What is required:
Every entry must come back exactly as it was given.

Stored items:
PR #114, opened 2019-09-30
inspect: collect /debug/pprof data

mfojtik:
This will teach inspect to download /debug/pprof/heap, profile and trace for containers that expose that endpoint using the metrics port (usually the apiserver).

/cc @deads2k 

(do not merge, pending manual testing)

### DIFF
--- a/pkg/cli/admin/inspect/pod.go
+++ b/pkg/cli/admin/inspect/pod.go
@@ -10,6 +10,7 @@ import (
 	"strings"
 
 	corev1 "k8s.io/api/core/v1"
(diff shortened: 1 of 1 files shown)


deads2k:
This is a clever idea, but I'll leave the choice to @soltysh.  You should update the OEP with this functionality, describing what it does.

soltysh:
> This is a clever idea, but I'll leave the choice to @soltysh. You should update the OEP with this functionality, describing what it does.

:+1: and yes updated OEP is appreciated.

Answer to this problem:
PR #114, opened 2019-09-30
inspect: collect /debug/pprof data

mfojtik:
This will teach inspect to download /debug/pprof/heap, profile and trace for containers that expose that endpoint using the metrics port (usually the apiserver).

/cc @deads2k 

(do not merge, pending manual testing)

### DIFF
--- a/pkg/cli/admin/inspect/pod.go
+++ b/pkg/cli/admin/inspect/pod.go
@@ -10,6 +10,7 @@ import (
 	"strings"
 
 	corev1 "k8s.io/api/core/v1"
(diff shortened: 1 of 1 files shown)


deads2k:
This is a clever idea, but I'll leave the choice to @soltysh.  You should update the OEP with this functionality, describing what it does.

soltysh:
> This is a clever idea, but I'll leave the choice to @soltysh. You should update the OEP with this functionality, describing what it does.

:+1: and yes updated OEP is appreciated.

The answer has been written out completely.